SAN FRANCISCO — Major websites were inaccessible to people across wide swaths of the United States on Friday after a company that manages crucial parts of the internet’s infrastructure said it was under attack.
Users reported sporadic problems reaching several websites, including Twitter, Netflix, Spotify, Airbnb, Reddit, Etsy, SoundCloud and The New York Times.
Dyn, whose servers monitor and reroute internet traffic, said it began experiencing what security experts called a distributed denial-of-service attack just after 7 a.m.

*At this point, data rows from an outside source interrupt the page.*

PR #746, opened 2026-09-20
fix(video): don't let a dummy-source probe veto HDR on the portal path

### LINKED ISSUE #743: gamescope_stream: dummy-source encoder probe vetoes HEVC/AV1 Main10, host advertises SDR only
### Describe the bug

On the `gamescope_stream` + `capture = portal` path, the encoder probe concludes the encoder cannot do HEVC/AV1 Main10 and disables HDR — but the verdict comes from the *capture device*, not the encoder, and says nothing about what the live path can do.

The portal capture never connects to its PipeWire source while probing:

```
portal: Probe mode — using dummy 1920x1080
```

With no stream there is no DMA-BUF, so `pipewire_dmabuf_negotiated` is false and `make_avcodec_encode_device()` (`portal_grab.cpp:1270`) falls back to the SHM→CUDA device with `prefer_8bit_encode = true`. That device only accepts NV12:

```
cuda::cuda_t doesn't support any format other than AV_PIX_FMT_NV12   (cuda.cpp:142)
```

so the 10-bit probe fails before the encoder is ever asked:

```
Encoder [nvenc] does not support HEVC Main10 on this system
Encoder [nvenc] does not support AV1 Main10 on this system
```

`adjust_encoder_constraints()` then zeroes the mode, which drops the Main10 bits from `ServerCodecModeSupport` (`0x30301` → `0x10101` = H.264 + HEVC8 + AV1 Main8). The client refuses with *"your host PC doesn't support HDR streaming"* before it ever connects.

**The live path is genuinely capable.** A real session negotiates a 10-bit DMA-BUF and feeds P010 through `cuda_dmabuf_t`, which accepts it. Confirmed on this host once the veto was bypassed:

```
portal: dmabuf_negotiate ... negotiated=true
Using frame converter [avcodec_encode_device] target_device=cuda target_residency=gpu target_format=p010
portal: capture_transport=dmabuf frame_residency=gpu frame_format=p010
CUDA DMABUF: fourcc=0x30334258 src_xb30=true src_rgb8=false dst_p010=true
gamescope: pipewire: negotiated a 10-bit stream — the composite is encoded as BT.2020 + PQ (HDR10)
```

Client reported `Video stream: 2880x1800 120 FPS (Codec: HEVC 10-bit HDR)`.

Two follow-on problems:

1. **The wrong verdict is persisted.** Probing while the capture target happened to be restarting wrote `hevc_mode = 1` into `polaris.conf`, permanently disabling HDR until edited by hand.
2. **Fixing the advertisement alone is not enough.** `make_encode_session()` gates the live stream on the same per-codec flag, so a session still dies at launch with a black screen and *"No video received from host"*:

```
hevc_nvenc: dynamic range not supported     (video.cpp:3285)
```

### Steps to reproduce

1. Host with NVIDIA + CUDA, `linux_stream_mode = gamescope_stream`, `capture = portal`, `hevc_mode = 3`.
2. Start Polaris and read the encoder probe in `polaris.log`.
3. `curl -s "http://127.0.0.1:47989/serverinfo?uuid=test" | grep ServerCodecModeSupport` → `65793` (`0x10101`), no Main10 bits.
4. Request HDR from the client → refused before connecting.

### Install method

Local package build (Nix flake from the repo's own `nix/` module).

### Host OS

NixOS 26.11

### GPU and driver

NVIDIA RTX 4070 Ti Super, driver 610.57.04

### Runtime path

Headless (gamescope_stream)

### Expected behavior

A probe that cannot reach the transport the live path will use should not veto Main10. Either treat the verdict as *unknown* rather than *false* in that case, or give the probe a real 10-bit source.

I have a patch that takes the first approach (keeps the configured mode and sets the per-codec flag when the probe ran against the portal's dummy source) and am happy to open it as a PR.

kubicgruenfeld:
## Summary

Fixes #743.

Reports that many sites were inaccessible started on the East Coast, but spread westward as the day wore on.
A spokeswoman said the Federal Bureau of Investigation and the Department of Homeland Security were looking into the incident and all potential causes, including criminal activity and a nation-state attack.
Kyle York, Dyn’s chief strategist, said his company and others that host the core parts of the internet’s infrastructure were targets for a growing number of more powerful DDoS attacks.

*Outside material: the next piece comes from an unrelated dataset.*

PR #747, opened 2026-09-20
feat(gamescope): draw the cursor into the captured stream

kubicgruenfeld:
## Summary

On `gamescope_stream` the pointer works but is invisible: input lands, nothing is drawn.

“The number and types of attacks, the duration of attacks and the complexity of these attacks are all on the rise,” Mr. York said.
And in a troubling development, the attack appears to have relied on hundreds of thousands of internet-connected devices like cameras and home routers that have been infected — without their owners’ knowledge — with software that allows hackers to command them to flood a target with overwhelming traffic.

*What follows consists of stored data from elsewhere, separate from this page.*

PR #748, opened 2026-09-20
feat(input): route mouse and keyboard into gamescope over libei

kubicgruenfeld:
## Summary

`gamescope_stream` has gamepads only — mouse and keyboard never reach the session.

The one compositor-local input route is labwc-specific: `connect_if_needed()` bails unless `cage_runtime_active()`, which requires `backend_name == "labwc"`. So mouse and keyboard fall through to host uinput, and a headless gamescope has no libinput seat to read those evdev nodes with. Gamepads work because Steam reads `/dev/input` itself, bypassing the compositor entirely.

Repointing the Wayland route at gamescope isn't possible — its wlserver creates no virtual-pointer or virtual-keyboard manager. But it does run an EIS server (`src/InputEmulation.cpp`) advertising pointer, absolute pointer, button, scroll and keyboard, feeding each event straight into wlserver. That is the same path XWayland's XTEST support already takes on our behalf, since XTEST is itself a libei client — so this talks to it directly, dropping two hops and covering native Wayland clients as well as XWayland ones.

Details worth calling out:

- **Keycodes and buttons are evdev on both sides**, so the mapping tables are shared with the Wayland route and nothing is translated.
- **Scroll carries continuous deltas**, so a sub-notch flick survives instead of being rounded to a wheel click.
- **Absolute input is sent as relative deltas** once a previous position exists. `EIS_EVENT_POINTER_MOTION_ABSOLUTE` lands on `wlserver_mousewarp(..., bSynthetic = true)`, which deliberately leaves `bCursorHidden` alone — an absolute-only client would move the pointer without ever revealing the cursor. `EIS_EVENT_POINTER_MOTION` goes to `wlserver_mousemotion()`, which reveals it.
- **Socket discovery:** Polaris is gamescope's parent and so doesn't inherit `LIBEI_SOCKET`. It derives the same name gamescope builds (`"<wayland display>-ei"`), which libei resolves against `XDG_RUNTIME_DIR`. `LIBEI_SOCKET` is still honoured when present.

The route sits behind the same "did the compositor take it" contract as the Wayland one, so every call site keeps falling back to host uinput when neither claims the event.

Two limits I want to be upfront about:

1. **Touch and pen still have no route.** gamescope has `EIS_DEVICE_CAP_TOUCH` commented out (`// Can add this someday if we want it.`), so there is nothing to send them to; they only learn to block the host-uinput fallback. Happy to follow up on the gamescope side if that'd be welcome.
2. **libei documents `ei_setup_backend_socket()` as "primarily useful for testing and debugging"**, preferring per-client fds. It is the only backend gamescope offers (`eis_setup_backend_socket`), and the one XWayland already uses here, so this follows the existing arrangement rather than introducing a new one.

Adds a `libei-1.0` pkg-config dependency; the route compiles out entirely when it is absent, exactly like the existing `xkbcommon` gate for the Wayland route.

## Testing

Tested on NixOS 26.11, RTX 4070 Ti Super, driver 610.57.04, `gamescope_stream` + `capture = portal`, Moonlight client on a 2880x1800 HDR panel, streaming Steam Big Picture and a Proton game.

Confirmed working: pointer motion, buttons, keyboard, scroll, the cursor staying visible, and session resume (which exercises reconnect after the socket goes away). Verified the route is the one carrying input rather than a fallback:

```
EI virtual input: routing mouse and keyboard to the gamescope session on [gamescope-0-ei]
```

with a live connection on the socket and `NRestarts=0` across a full session lifecycle.

Not tested: AMD hosts, touch/pen clients (no route, see above), and a client sending absolute-only pointer input for a long session (the relative-delta carry is exercised, but I have no absolute-only client to soak it with).

## Notes

No changes to pairing, trusted subnets, certificates, client commands, shell hooks, or privilege boundaries. Packaging: one new optional pkg-config dependency (`libei-1.0`), added to the Nix derivation here; other packaging flows would want the same.


papi-ux:
this is a lot of good work and the shape is right. the EIS server is the only way into a headless gamescope, XTEST is already a libei client so this is the same road, and the optional dependency is gated properly: with libei absent every one of these compiles to a stub that returns false, so nobody on uinput today changes. i want this in.

two of the problems are mine, not yours. no CI job compiles this code, theres no libei-dev in the build workflow and the only build that would define the feature is Build polaris-stream, which is dispatch and schedule only and shows SKIPPED on this PR. and only the nix package gained the dependency, so the rpm, arch, steamos and appimage builds all ship it compiled out, which means merged as it stands it doesnt reach anyone who isnt building from nix. ill fix both of those on my side.

three i need from you first.

1. `ensure_ready()` blocks. `pump(ctx && !emulating ? 250 : 0)` is on the path every move, button, scroll and key event takes, and polaris runs `task_pool.start(1)` (main.cpp:466). one thread, and it also carries key repeat, the click delay, the gamepad back button timeout and the 10 second force shutdown timers. any state that leaves the device paused makes every packet pay 250 ms on the thread thats supposed to be ending the session.
2. utf8 text still escapes to the host. `platf::keyboard::unicode()` only asks the wayland route and the new one has no `unicode()` at all, so moonlight text events still type ctrl+shift+u and hex digits into the host desktop. thats the thing your own comment says must not happen.
3. the gate is a config string rather than the running compositor. it checks `stream_mode == "gamescope_stream"` where our own predicate is that or `private_runtime == "gamescope"` (process.cpp:5107), and it never asks whether gamescope is actually up. since `should_block_host_fallback()` returns the same config only answer, a host set to gamescope whose compositor failed to start gets no input at all instead of falling back to uinput.

smaller things while youre in there:

- `move()` never re-anchors `last_absolute`, and moonlight mixes relative drag with absolute taps, so the first absolute event after any relative motion is a delta from a stale anchor and the offset sticks for the rest of the session
- when ctx is null every event rebuilds a sender and reconnects, no backoff, at motion rates
- one notch maps to value120 correctly, but the continuous axis value is 1.0 where libinput and our own labwc route use about 10, so a client reading `axis` instead of `axis_value120` scrolls about ten times too slow
- touch and pen go from reaching the host desktop to being dropped under gamescope_stream. probably right, but it needs to be in the release notes

is any of this something youd rather hand to me? happy to take the CI and packaging half either way.

kubicgruenfeld:
Thanks — and yes please, take the CI and packaging half. I have no way to test the rpm/arch/steamos/appimage paths, so those would be guesses from me. I've done the three code items; pushed as ba64cfca and 59d2afdf.

**1. `ensure_ready()` no longer blocks.** The handshake now runs on its own reader thread that polls the libei fd, so nothing on the event path waits at all — not 250 ms, not 1 ms. Consequences worth knowing:

- Only the *first* event of a session is dropped; the device is ready a millisecond or so later and every event after it finds it. It is dropped rather than leaked, since `owns_input()` still claims it.
- libei stays single-threaded-by-mutex: every `ei_*` call, on the reader thread and on the caller's thread alike, is made under `impl->mutex`.
- `join_pumper(bool force)` is the one sharp edge, so it carries a comment. The thread takes the mutex on every pass, so joining it from under the mutex would deadlock. `force` is only ever used from `shutdown()`, which releases the mutex first; the non-forcing call reaps a thread that has already run to completion, which it knows from an atomic the thread sets as its very last action, after its last unlock.
- Connection attempts are now a second apart, which covers your "no backoff at motion rates" point.

**2. `unicode()` added**, and `platf::keyboard::unicode()` now asks it and consults its `should_block_host_fallback()`. Same ibus hex entry the Wayland route types. Whether the focused client picks it up is its business; the point is that it stops being typed into the host desktop.

**3. The gate takes both signals now** — `stream_mode == "gamescope_stream" || private_runtime == "gamescope"` — and withdraws the claim once the socket has refused, so a host configured for gamescope whose compositor never started falls back to uinput.

While fixing that I found the same "no input at all" reachable by a second route: `owns_input()` has to keep withholding events while a connection is in flight, so a socket that *answers* and then stalls would withhold forever. 59d2afdf bounds it — a connection that has not offered a device within two seconds is dropped and marked failed, and a later attempt can still succeed.

Also done: `move()` drops the absolute anchor, since Moonlight mixes relative drag with absolute taps and a stale anchor made the offset stick for the session. And the touch/pen drop is written down in `docs/stream-paths.md`, under "Relation to gamescope", alongside why the Wayland route has nothing to bind here — happy to move it if you'd rather it lived somewhere else, and the release-note line would be something like *"Under Gamescope, touch and pen from the client are no longer forwarded to the host desktop."*

**One thing I did not change, and I think the review is wrong on this one — please check my reading.** The continuous axis is ~10 per notch in libinput and in our labwc route, but gamescope is not libinput here. `wlserver_mousewheel()` takes *notches*: it passes the value straight through as the continuous `wl_pointer` axis and derives `axis_value120` from that same value as `value * WLR_POINTER_AXIS_DISCRETE_STEP` (wlserver.cpp:2820). The two are locked at 1:120, so no client can get both. And gamescope's own physical-input paths feed it `value120 / 120.0` — `LibInputHandler.cpp:167` and `WaylandBackend.cpp:3127` both do exactly that. So 120 units per notch is what makes us scroll like the mouse plugged into the host; scaling to ~10 would fix legacy `axis` readers at the cost of making `axis_value120` report ten notches per notch, which is the number Steam actually reads. I left it at 120 with the reasoning in a comment. If you want the legacy readers served properly, I think that is a fix to gamescope's `wlserver_mousewheel()`, not to this route, and I'm glad to take it there.

**One note for the packaging half:** `POLARIS_BUILD_EI_VIRTUAL_INPUT` currently sits inside the `if(WAYLAND_FOUND)` block in `cmake/compile_definitions/linux.cmake`, so a build without Wayland dev headers drops libei even when libei is present. Probably wants lifting out when you wire up the other builders.

Verified compiling and linking on NixOS (libei 1.6.0, `libei.so.1` in `DT_NEEDED`, new paths present in the binary). Not yet re-tested on a live stream — I'll do that next and report back.

kubicgruenfeld:
Live-tested on NixOS now, gamescope_stream with a Steam session: mouse, keyboard and scroll all behave, and the dropped first event is not perceptible — no lost click at session start. So the reader thread covers the handshake well within the gap before the second event arrives, and pre-connecting at session start is not needed.

That was the only behavioural risk I flagged in the rework. From my side the three items are done and verified end to end.

papi-ux:
you were right about scroll and i was wrong. `wlserver_mousewheel()` takes notches and derives `axis_value120` from the same number, so 120 per notch is what makes it scroll like a mouse plugged into the host. leave it, and the comment you wrote is the right one.

i built your branch against libei 1.6 on fedora 44 with the real flags and it compiles clean, and the three items read right to me. two things i found while reading the reader thread, both small, so i fixed them on top of your branch instead of sending you around again:

- the reader polls the wake pipe but never reads it. `disconnect_locked()` writes a byte even when no reader is running, so a `reset()` after the reader was already reaped leaves one behind, and the next connection's reader sees the pipe readable on every poll and spins on the mutex. the reader drains it now.
- after the 2 s give up, the next event reconnects right away, the socket answers, `connect_failed` clears, and input is swallowed for another 2 s. so a socket that answers and then stalls gets two seconds swallowed, one event through, repeat. now the flag only clears once a device is actually emulating, a stalled socket is retried every 10 s, and the deadline only applies to a connection that never offered a device (a paused one was tripping it too).

there is a test for both against a listening socket nobody accepts on. three of four cases are red on your head (the reader burned 384 ms of a 400 ms window) and all four are green with the fixes.

the packaging half is done too: libei in the fedora spec, both cpack lists, both PKGBUILDs, the SteamOS build root (3.8 ships 1.4.1), the ubuntu, codeql, arch and opensuse CI, the docs, and the detection lifted out of `if(WAYLAND_FOUND)` like you said. every package job now checks that the binary it built actually needs `libei.so.1`, because configure skips it silently and a release could lose the route without anything failing.

i pushed those as two commits on top of yours since maintainer edits are on. if youd rather have them somewhere else just say so and ill move them. your release note line is good, ill use it as is.

kubicgruenfeld:
Thanks — and both of those are mine, both real.

The wake byte is the worse one. `drain_wake_pipe()` only ran in `join_pumper()`, so I was draining on the path where the reader had already stopped and never on the path where one was running. And since `disconnect_locked()` writes unconditionally, a `reset()` with no reader to reap leaves the byte sitting there for the next reader to find — which then wakes on every poll and takes the mutex the input path needs, which is the thing the whole reader-thread design exists to avoid. Draining it in the reader is the right place.

The `connect_failed` one I got backwards: I cleared it where the connection was made rather than where it started working, so every retry against a stalled socket handed the input back for another two seconds. Clearing it in `drain_locked()` on RESUMED is where it belongs — that is the first moment the route can actually carry anything. And you're right that `device_seen` is needed to keep the deadline off a device that was offered and later paused; I had conflated "never offered one" with "not emulating right now", and gamescope only ever calls `eis_device_resume`, so I never saw the difference locally.

Both commits on top of mine is exactly where I'd want them — no need to move anything. The tests are better than what I'd have written, particularly the one for the spin, which is the kind of thing that would otherwise only show up as someone reporting that input got choppy after a reconnect.

Noted on the packaging, especially making every package job assert the binary really needs `libei.so.1`. Silent configure skips were the failure mode I was most worried about and had no way to check.

I've rebased my own host onto master and it's running the merged version now. I'll report back if anything turns up in use.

Security researchers have long warned that the increasing number of devices being hooked up to the internet, the so-called Internet of Things, would present an enormous security issue. And the assault on Friday, security researchers say, is only a glimpse of how those devices can be used for online attacks.
Dyn, based in Manchester, N.H., said it had fended off the assault by 9:30 a.m. But by 11:52 a.m., Dyn said it was again under attack. After fending off the second wave of attacks, Dyn said at 5 p.m. that it was again facing a flood of traffic.